Not new to vaping well kinda. Started vaping around 5years ago. The days of pen tipe sigs and where a 30w devices was the shizniz. Bobas bounty was legendary and Reo ruled the world. Vapes for 3 years, joined the social events and saw small businesses start up. I am back. I went analogue and went through some crazy stuff. Now i bought 4 fresh lg greens to go back into my ipv, the reo was dusted off and recoiled and wicked. Filled up with some 6mg juice and puffing away. So 1st thing 1st i prob gotta get me some tobaco juice in the 9mg range. Whats out there. My last adv was lustre. 3mg and that is waaaaaaaaay to low. Need to get some before the shops in Benoni close.

Reactions: Like 1 | Winner 3


----------



## Stosta (12/7/18)

RoSsIkId said:


> Good day ladies and gents
> 
> Not new to vaping well kinda. Started vaping around 5years ago. The days of pen tipe sigs and where a 30w devices was the shizniz. Bobas bounty was legendary and Reo ruled the world. Vapes for 3 years, joined the social events and saw small businesses start up. I am back. I went analogue and went through some crazy stuff. Now i bought 4 fresh lg greens to go back into my ipv, the reo was dusted off and recoiled and wicked. Filled up with some 6mg juice and puffing away. So 1st thing 1st i prob gotta get me some tobaco juice in the 9mg range. Whats out there. My last adv was lustre. 3mg and that is waaaaaaaaay to low. Need to get some before the shops in Benoni close.


Welcome back @RoSsIkId!

You'll battle to find 9mg juices these days, with most of the juice makers capping out at 6mg (unless you can organise a special order).

Maybe @Alex or @Andre know where to track down good tobaccos with a high nic content?

I know @BumbleBee does a tobacco that is in high nic...

http://vapeguy.co.za/E-Liquids-vape-juice/virginia-tobacco-vape-juice-e-liquid

And @YeOldeOke has a wide tobacco range and you can choose your nic strength...

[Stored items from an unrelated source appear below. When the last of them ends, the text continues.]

PR #343, opened 2018-09-04
Refactor query filtering; clarify behavior, remove unnecessary functions.

blentz:
PR #340 is a pre-requisite for this change.

Changes:
* This reworks filter processing to ensure the translation from API query params to backend DB query filters is consistent.  There are two new classes, `QueryFilter` and `QueryFilterCollection` that handle arranging query filters into a unique list of filters ready for consumption by the Django ORM. This should eliminate the need to second-guess the contents of the query filters and make functions like `_strip_table_references()` unnecessary.

* I've also split `execute_query()` into two functions due to the large number of `if self.is_sum` checks indicating that use case is distinct enough to merit its own code path. I'm expecting this to allow future cleanups and refactoring now that it's clearer what each code branch is trying to accomplish.

Thoughts about the future:

Once this is merged, I'm hoping to apply a similar pattern for handling other elements of query processing, so that eventually the ordering and time_scope functions are also clearer.

### DIFF
--- a/koku/api/report/queries.py
+++ b/koku/api/report/queries.py
@@ -83,7 +83,14 @@ class QueryFilter(UserDict):
     parameter = None
 
     def __init__(self, table=None, field=None, operation=None, parameter=None):
-        """Constructor."""
+        """Constructor.
+
+        Args:
+            table (str) - The name of a DB table
+            field (str) - The name of a DB field
+            operation (str) - The name of a DB operation, e.g. 'in' or 'gte'
+            parameter (object) - A valid query target, e.g. a list or datetime
+        """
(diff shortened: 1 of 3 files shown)


blentz:
I've pushed changes that fix the issue you spotted, @adberglund .   Attached are my test results from queries where `time_scope_value` was set to -1, -2, and -10.

[filter_minus10_daily.txt](https://github.com/project-koku/koku/files/2358332/filter_minus10_daily.txt)
[filter_minus1_daily.txt](https://github.com/project-koku/koku/files/2358333/filter_minus1_daily.txt)
[filter_minus2_daily.txt](https://github.com/project-koku/koku/files/2358334/filter_minus2_daily.txt)

PR #347, opened 2018-09-07
AWSAccountAlias database schema changes

dccurtis:
Database schema changes to add a customer tenant table to hold all of their account ids and aliases.


chambridge:
A provider that is a consolidated account will have many child accounts that will have aliases. Masu gathers all of them, is my assumption @blentz, if that makes sense.

dccurtis:
Yeah, I considered making it a field in one of the report processing tables, to be next to `payer_account_id` or `usage_account_id`.

I decided against it because of a few reasons:
1.  With respect to aliases it really shouldn't matter if its the payer or usage account.  We want to have a generic mechanism to map ID -> alias for a given customer.
2. I didn't want to muddy the waters in the report processor.  Initially I thought maybe we should update the alias in the report processor itself but decided that wasn't the best idea since we would want to be able to refresh the alias table at anytime without firing up a report processor and a customer can update their alias before a new CUR is generated.
3.  Making the alias logic live independently will make it more re-usable with other providers, gives us more control for when alias updates are done, and also reduces the risk of regression by minimizing the changes to existing code.

PR #351, opened 2018-09-12
346 group by deltas

adberglund:
## Summary

The delta param for the reports APIs now returns data at the level of each grouped item. 
* We run the report query against the previous time frame, 
* Then get the grouped totals, package it in a dictionary keyed off the the group by values
* Calculate deltas against the query data for the current report timeframe


koku/api/report/queries.py
```diff
@@ -381,10 +383,12 @@ def get_resolution(self):
 
         if self.resolution == 'monthly':
             self.date_to_string = lambda dt: dt.strftime('%Y-%m')
+            self.string_to_date = lambda dt: datetime.datetime.strptime(dt, '%Y-%m').date()
```
blentz: This needs to be a function pointer, not an actual function call. Just like the `self.date_to_string` above it.

koku/api/report/queries.py
```diff
@@ -813,75 +818,127 @@ def execute_query(self):
...
-                                                        **self.query_filter)
-
         self.query_sum = query_sum
         self.query_data = data
         return self._format_query_response()
 
-    def calculate_delta(self, delta, query, query_sum, **kwargs):
-        """Calculate cost deltas.
+    def add_deltas(self, query_data, query_sum):
+        """Calculate and add cost deltas to a reasult set.
```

https://alldayvapes.co.za/product-category/tobacco/

Reactions: Like 2


----------



## Gimli (12/7/18)

Hey,
I know Evolution Vape at East Point in Boksburg sells their juices in higher strengths, you tell them what you want and they mix it for you while you wait

Reactions: Informative 2


----------



## Ruwaid (12/7/18)

Joose E Liqz: Havana Nights (MTL range) comes in 9mg 20ml bottles
But not sure who in CPOT would have this. @Naeemhoosen


----------



## Naeemhoosen (12/7/18)

@Ruwaid None of the Cape Town stores as yet. Best bet is to order online. 

Sent from my SM-G955F using Tapatalk

Reactions: Like 1


----------



## RoSsIkId (12/7/18)

So up and down day.

Good news: the reo is running. 2 batteries still good, 2 batteries well ill check if they just need a decent charge. 18500 batteries are no more or so i heard. 2 new 18650 are fully charged and ready to rumble but i think the ipv went to mod heaven.

So compact size duel 18650 mods out there that wont break the bank and can run my goliath 2 at a steady .4 ohm build for the day?

Reactions: Winner 1


----------



## daniel craig (12/7/18)

RoSsIkId said:


> So up and down day.
> 
> Good news: the reo is running. 2 batteries still good, 2 batteries well ill check if they just need a decent charge. 18500 batteries are no more or so i heard. 2 new 18650 are fully charged and ready to rumble but i think the ipv went to mod heaven.
> 
> So compact size duel 18650 mods out there that wont break the bank and can run my goliath 2 at a steady .4 ohm build for the day?


There's quite a bit of options but my recommendation has got to be the Geekvape Aegis Legend. Its quite bulky but that's because its built to last. The mod is waterproof, dust-proof and shock resistant so it can handle a beating.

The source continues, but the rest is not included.